まとめ:ずぼらは選択の結果、賢い生き方です
「自分でやらなきゃ」という義務感は捨てていい。
大切なのは、「やるべきことがきちんとやられているか」であって、「自分の手でやったかどうか」じゃない。
便利グッズに頼ることで浮いた時間と気力を、別のことに使える。私の場合は、週末の掃除の義務がなくなった分、少しだけ余裕のある朝が増えた。それだけのことだけど、その余裕がけっこう大事だと気づいた。フルタイムで働いてる30代が週末の朝に「また家事か」ではなく、少しだけのんびりできる——それは小さいようで、積み重なると大きい。
「ずぼらだから便利グッズに頼る」じゃなくて、「限られた時間とエネルギーを賢く使うために道具を活用する」という感覚に変わってきた。言葉は違うけど、やってることは同じ。ただ、自分の中でその位置づけが変わった。

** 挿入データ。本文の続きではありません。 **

Issue #65, opened 2026-04-22
Convert plugin user-reachable errors to FIR-side FirDeclarationChecker diagnostics


Monkopedia:
Follow-up from #27 / PR #50. The previous pass converted \`error()\` throws to IR-phase \`MessageCollector.report(ERROR, ...)\` via the new \`PluginReporter\` helper. What it did NOT do is move user-reachable diagnostics to FIR-phase checkers with precise \`KtSourceElement\` locations, so:

- Errors currently point at the file as a whole rather than the specific element (annotation, method, class).
- No IDE red-squiggle on the offending declaration in IntelliJ — users must read the build log.
- Post-edit feedback cycle is longer than it should be.

## Scope

Migrate each user-reachable error emitted by \`PluginReporter.reportUserError\` (in the IR phase) to a FIR-side \`FirDeclarationChecker\` or appropriate FIR diagnostic:

1. \`@KsService\` subtype of another \`@KsService\`
2. Non-\`RpcService\` supertype on \`@KsService\`
3. Class-level variant (\`out T\` / \`in T\`) type params
4. Method-level type params
5. More than one non-dispatch parameter
6. Unparseable or duplicate \`@KsMethod\` endpoints
7. \`ByteReadChannel\` in input or output position (where unsupported)
8. \`@KsNotification\` on non-\`Unit\` return
9. \`@KsMethod\` outside a \`@KsService\` interface
10. Multiple RPC super classes
11. Unsupported method-metadata argument shape
12. \`@KsService\` on a non-interface (once #53 lands)
13. \`@KsMethod\` return type not supported (\`Array<T>\` etc., once #44 lands)

Each gets a \`FirDiagnosticFactory\` with a proper message, placed in a dedicated \`KsrpcFirCheckers\` extension registered via \`FirKsrpcRegistrar\`.

## Non-goals

- Removing \`PluginReporter\` — keep for truly IR-phase issues (if any remain) and for internal invariants via \`reportInternal\`.
- Reworking internal-invariant throws — those stay as \`reportInternal\`.
- Runtime error handling in ksrpc-core — out of scope (handled in #13).

## Start after

The full PR stack currently in review (#48 → #62 chain) clears into \`main\`. Doing the migration against a settled tree avoids churn.

## Tests

Use the plugin's \`kotlin-compile-testing\` harness to assert:
- The error fires.
- The diagnostic has a non-null \`sourceElement\` pointing at the offending declaration (class, method, annotation).
[...]

Issue #223, opened 2026-06-03
Kotlin/Native posix transport: read channel busy-spins on EOF (never closes) and breaks on EINTR


monkopedia-coder:
## Code-health suggestion (proactive — staged for your review)
**Category:** complexity / correctness-risk (transport-hang family)
**Where:** `ksrpc-sockets/src/nativeMain/kotlin/PosixFileReadChannel.kt:76-99` (`posixFileReadChannel`)

**Current:** The read loop on the dedicated reader thread is:
```kotlin
while (true) {
    val readCount = read(fd, buffer, BUFFER_SIZE.toULong())
    if (readCount < 0) break        // (a)
    if (readCount == 0L) continue   // (b)
    channel.writeFully(buffer, 0, readCount)
    channel.flush()
}
```
On POSIX, `read()` returns **0 at end-of-file**. Line (b) does `continue` on 0, so on EOF the loop **busy-spins forever** instead of breaking. The `finally` block (which calls `channel.close()`, `close(fd)`, `thread.close()`) never runs, so the ktor `ByteReadChannel` is never closed. `ReadWritePacketChannel.receive()` therefore never observes EOF, `PacketChannelBase`'s receive loop never terminates, `MultiChannel.close()` never fires, and any in-flight `call()` awaits a response that can never arrive — it hangs. The reader thread + GlobalScope coroutine also leak (CPU-pinned) for the lifetime of the process.

Line (a) breaks on **any** negative return, including a transient `read` interrupted by a signal (`errno == EINTR`), which should be retried, not treated as terminal. Note the sibling `posixFileWriteChannel` (lines 123-127) already handles `EINTR` correctly via `continue` — the read side is inconsistent with it.

**Proposed:**
- On `readCount == 0L`: `break` (clean EOF) so the channel closes and teardown runs.
- On `readCount < 0L`: if `errno == EINTR` `continue` (retry); otherwise `break` (real error).

So roughly:
```kotlin
val readCount = read(fd, buffer, BUFFER_SIZE.toULong())
if (readCount == 0L) break
if (readCount < 0L) {
    if (errno == EINTR) continue
    break
}
```

[...]

PR #226, opened 2026-06-03
Upgrade to Kotlin 2.4.0 (compiler-plugin adaptation)

monkopedia-coder:
Upgrades ksrpc to **Kotlin 2.4.0**. The compiler plugin is recompiled against the 2.4.0 compiler API so that projects building on Kotlin 2.4.0 can apply `com.monkopedia.ksrpc.plugin`.

This is not a version-string bump; the compiler-plugin and test toolchain needed real adaptation. Each change below is forced by a concrete 2.4.0 API change.

## Changes

**Kotlin 2.3.20 → 2.4.0** (`gradle/libs.versions.toml`, shared with the `compiler` composite build via the existing symlink).

**Dropped the KSP / `@AutoService` dependency.** There is no KSP release built for Kotlin 2.4.0 yet (latest is 2.3.9, which targets Kotlin 2.3.x), and KSP is hard-locked to the compiler version. KSP was used in exactly one place: `auto-service-ksp` generating the compiler plugin's `META-INF/services/...CompilerPluginRegistrar` registration file from the `@AutoService` annotation on `KsrpcComponentRegistrar`. That file is now hand-maintained (`compiler/plugin/src/main/resources/...`) — deterministic, one line, behavior-identical. The native artifact packages the same resource via its source set. This removes a build-time dependency that was coupled to the Kotlin version.

**IR annotation API (the only compiler-plugin source break).** Kotlin 2.4 represents declaration annotations as the new `IrAnnotation` type rather than raw `IrConstructorCall` (`IrMutableAnnotationContainer.annotations` is now `List<IrAnnotation>`). The four sites that attach synthetic annotations (`@KsrpcGenerated`, `@RpcObjectKey`, `@ThreadLocal`) now build with the new `IrBuilder.irAnnotation(...)` instead of `irCallConstructor(...)`. The generated bytecode is unchanged — `apiCheck` (BCV) passes byte-identical, and the 114-test compiler codegen suite is green.

**`getPluginArtifactForNative()` removed.** Kotlin 2.4 removed this method from `KotlinCompilerPluginSupportPlugin` — the Kotlin/Native compiler now loads the same plugin artifact as the JVM/embeddable path. The override (already `@Deprecated` in 2.3) is gone; native compilations resolve `getPluginArtifact()`. Verified end-to-end: `:ksrpc-test:linuxX64Test` compiles, links, and runs against the embeddable plugin.

**kctfork (kotlin-compile-testing) 0.12.1 → 0.13.0** (test-only). 0.12.1's `commonArguments()` NPEs against the 2.4.0 compiler (`CommonCompilerArguments.setOptIn`); 0.13.0 targets kotlin-compiler-embeddable 2.4.0.

**Removed the now-redundant `-Xcontext-parameters` flag** — context parameters are on by default at the 2.4 language version (the compiler reports the flag as redundant). The FIR checker `check` overrides (#65) still compile.

## Verification (mirrors CI)

- `apiCheck` (BCV): green, generated API byte-identical.
- `ktlintCheck`, `licenseCheckForKotlin`: green.
- compiler plugin suite (`cd compiler && ./gradlew test`): 114 tests, 0 failures.
- `jvmTest` (pure-JVM modules): green.
- JNI + `linuxX64Test` (native transport suite, the #201/#214/#218 hang area): green.

## Notes / follow-ups (not in this PR)

- The `ksrpc-compiler-plugin-native` artifact is now obsolete (Kotlin 2.4 uses one artifact for all targets). It is still built and published here so no published coordinate disappears; removing the `compiler/native` module is a clean follow-up.
- ~15 `referenceClass` / `referenceFunctions` / `referenceProperties` deprecation warnings in the plugin (2.4 prefers `finderForBuiltins()` / `finderForSource(fromFile)`). Left as-is — migrating the symbol-finder API is a semantic change, out of scope for a Kotlin-bump patch.
- `-Xjvm-default=all` is deprecated in favor of the stabilized `-jvm-default` flag; left untouched because the value mapping affects default-method bytecode/ABI and shouldn't change in a no-API-change patch.

### DIFF
--- a/compiler/gradle/src/main/java/KsrpcGradlePlugin.kt
+++ b/compiler/gradle/src/main/java/KsrpcGradlePlugin.kt
@@ -68,16 +68,12 @@ class KsrpcGradlePlugin : KotlinCompilerPluginSupportPlugin {
 
     override fun getCompilerPluginId(): String = BuildConfig.KOTLIN_PLUGIN_ID
 
+    // As of Kotlin 2.4 the Kotlin/Native compiler loads the same plugin artifact as the
+    // JVM/embeddable path, so `KotlinCompilerPluginSupportPlugin.getPluginArtifactForNative()`
+    // was removed from the interface. Native compilations now resolve the artifact below.
     override fun getPluginArtifact(): SubpluginArtifact = SubpluginArtifact(
         groupId = BuildConfig.KOTLIN_PLUGIN_GROUP,
         artifactId = BuildConfig.KOTLIN_PLUGIN_NAME,
-        version = BuildConfig.KOTLIN_PLUGIN_VERSION
-    )
-
-    @Deprecated("Deprecated in KotlinCompilerPluginSupportPlugin")
-    override fun getPluginArtifactForNative(): SubpluginArtifact = SubpluginArtifact(
-        groupId = BuildConfig.KOTLIN_PLUGIN_GROUP,
-        artifactId = BuildConfig.KOTLIN_PLUGIN_NAME + "-native",
         version = BuildConfig.KOTLIN_PLUGIN_VERSION
     )
 
--- a/compiler/native/build.gradle.kts
+++ b/compiler/native/build.gradle.kts
@@ -18,7 +18,6 @@ import org.jetbrains.kotlin.gradle.tasks.KotlinCompile
 
 plugins {
     kotlin("jvm")
-    alias(libs.plugins.ksp)
     id("org.jetbrains.dokka")
     alias(libs.plugins.vannik.publish)
     `signing`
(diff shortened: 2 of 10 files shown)


monkopedia-reviewer (approved):
Reviewed to merge standard. CI green (all 5 checks passed including :ksrpc-test:linuxX64Test, the native hang-family gate). Kotlin 2.4.0 bump is scoped to the forced compiler-plugin adaptation — the irCallConstructor→irAnnotation swap is mechanical (BCV byte-identical, 114 codegen tests pass), KSP/@AutoService removed correctly (no KSP 2.4.0 exists; registrar service file hand-maintained), getPluginArtifactForNative removed (gone from the 2.4 KGP interface), -Xcontext-parameters removed (redundant at LV 2.4). No public API change, no version bump, none of the #223/#224/#225 health fixes. Codegen equivalence confirmed. Tier-2 signoff granted via the fleet pre-authorization for the 2.4.0 propagation. Approving.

失敗もある。向かない場面もある。全部が解決するわけじゃない。それでも、一度試してみる価値はある。
便利グッズを使い始める前と後で、一番変わったのは「家事がある」という事実は変わらないのに、「家事をしなきゃ」という圧力が弱くなったこと。道具が一部を引き受けてくれることで、自分の心の余裕が少し増えた。

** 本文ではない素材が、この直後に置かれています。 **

PR #126, opened 2019-07-01
Sarkars/model test upgrades

sayantan-nervana:
1. Remove comments from `test_main.py` that are already present in the README.
2. Return appropriate exit code in case some tests fail

### DIFF
--- a/test/model_level_tests/test_main.py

「ずぼら」という言葉には少しネガティブなイメージがある。でも、「やらなくていいことを正しく見極めて、その分を別のことに使う」という選択は、怠けてるんじゃなくて、優先順位をつけてるだけだと思う。便利グッズに頼ることは、その一つの手段。
疲れた日に「まあ今日はロボットに任せよう」と思えるだけで、少し気が楽になる。その「少し」が、毎日の積み重ねでけっこうな差になってくる。一人暮らしで頑張りすぎてる人には、特に試してみてほしいと思う。最初から全部揃えなくていい。一つだけ試してみて、「これは自分に合う」と思ったら続ける——その程度でいい。

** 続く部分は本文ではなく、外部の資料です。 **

PR #132, opened 2019-07-09
kanvi/implement_encap_output_info_map

kanvi-nervana:


src/enable_variable_ops/ngraph_catalog.cc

なお、消費者庁でも生活用品・家電の購入に関する消費者情報を公開しているので、購入前の確認に役立てることができる。安全性や機能の確認にも使える情報がある。
便利グッズを選ぶときに私が意識してること:
- 「毎日使うか」を基準にする。週1回以下しか使わないなら費用対効果が薄い
- 導入後のメンテナンスが自分にできるか確認する
- 失敗してもダメージが少ない価格帯から試す
- 「なくなったらどうなるか」を想像する。なくても困らないなら必要ない
この基準で考えると、ロボット掃除機と食洗機は「毎日使う」「なくなったら戻りたくない」に当てはまってるから、今は手放せない。シャワーヘッドは正直なくても困らないけど、あると気持ちがいい。そういう「必須」と「快適」の分類をしておくと、買い物の判断がしやすくなった。
「ずぼらな生活の向上」って、要は「自分がちゃんと生きていける環境をどう整えるか」だと思う。全部解決しなくていい。全部が楽になるわけでもない。「まあこれで十分」と思えるくらいに整えば、それで十分。